- _Task to complete_
Print each entry verbatim.

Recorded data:

PR #166, opened 2021-12-16
use post_save signal to sync_accounts

Sravanksk:


ashwin1111 (approved):

apps/quickbooks_online/utils.py
```diff
@@ -124,8 +124,7 @@ def sync_accounts(self):
             value = format_special_characters(
                 account['Name'] if category_sync_version == 'v1' else account['FullyQualifiedName']
             )
-
-            if account['AccountType'] in general_settings.charts_of_accounts and value:
+            if general_settings and (account['AccountType'] in general_settings.charts_of_accounts and value):
```
ashwin1111, line 127: () is not required

PR #169, opened 2021-12-28
Bug Fix: Send the tax detail even if the tax amount is 0

NileshPant1999:


apps/quickbooks_online/utils.py
```diff
@@ -808,11 +808,11 @@ def __group_journal_entry_credits(self, journal_entry_lineitems: List[JournalEnt
 
         for lineitem in journal_entry_lineitems:
             total_tax = self._get_total_tax(lineitem, general_mappings)
-            if lineitem.debit_account_id in card_objects:
-                card_objects[lineitem.debit_account_id]['amount'] = card_objects[lineitem.debit_account_id]['amount'] + lineitem.amount
-                card_objects[lineitem.debit_account_id]['total_tax'] = card_objects[lineitem.debit_account_id]['total_tax'] + self._get_total_tax(lineitem, general_mappings)
+            if lineitem.debit_account_id+lineitem.tax_code in card_objects:
```
Sravanksk, line 811: fix indentation, add space before and after `+`

apps/quickbooks_online/utils.py
```diff
@@ -901,15 +901,15 @@ def __construct_journal_entry_lineitems(self, journal_entry_lineitems: List[Jour
...
+            if (line.tax_code and line.tax_amount is not None):
                 final_amount = abs(line.amount) - abs(line.tax_amount)
             else:
                 final_amount = abs(self.get_tax_inclusive_amount(line.amount, general_mappings.default_tax_code_id))
 
             lineitem = {
                 'DetailType': 'JournalEntryLineDetail',
                 'Description': line.description,
-                'Amount': final_amount,
+                'Amount': round(final_amount,2),
```
Sravanksk, line 912: indentation

Sravanksk (approved):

- _Written answer_
PR #166, opened 2021-12-16
use post_save signal to sync_accounts

Sravanksk:


ashwin1111 (approved):

apps/quickbooks_online/utils.py
```diff
@@ -124,8 +124,7 @@ def sync_accounts(self):
             value = format_special_characters(
                 account['Name'] if category_sync_version == 'v1' else account['FullyQualifiedName']
             )
-
-            if account['AccountType'] in general_settings.charts_of_accounts and value:
+            if general_settings and (account['AccountType'] in general_settings.charts_of_accounts and value):
```
ashwin1111, line 127: () is not required

PR #169, opened 2021-12-28
Bug Fix: Send the tax detail even if the tax amount is 0

NileshPant1999:


apps/quickbooks_online/utils.py
```diff
@@ -808,11 +808,11 @@ def __group_journal_entry_credits(self, journal_entry_lineitems: List[JournalEnt
 
         for lineitem in journal_entry_lineitems:
             total_tax = self._get_total_tax(lineitem, general_mappings)
-            if lineitem.debit_account_id in card_objects:
-                card_objects[lineitem.debit_account_id]['amount'] = card_objects[lineitem.debit_account_id]['amount'] + lineitem.amount
-                card_objects[lineitem.debit_account_id]['total_tax'] = card_objects[lineitem.debit_account_id]['total_tax'] + self._get_total_tax(lineitem, general_mappings)
+            if lineitem.debit_account_id+lineitem.tax_code in card_objects:
```
Sravanksk, line 811: fix indentation, add space before and after `+`

apps/quickbooks_online/utils.py
```diff
@@ -901,15 +901,15 @@ def __construct_journal_entry_lineitems(self, journal_entry_lineitems: List[Jour
...
+            if (line.tax_code and line.tax_amount is not None):
                 final_amount = abs(line.amount) - abs(line.tax_amount)
             else:
                 final_amount = abs(self.get_tax_inclusive_amount(line.amount, general_mappings.default_tax_code_id))
 
             lineitem = {
                 'DetailType': 'JournalEntryLineDetail',
                 'Description': line.description,
-                'Amount': final_amount,
+                'Amount': round(final_amount,2),
```
Sravanksk, line 912: indentation

Sravanksk (approved):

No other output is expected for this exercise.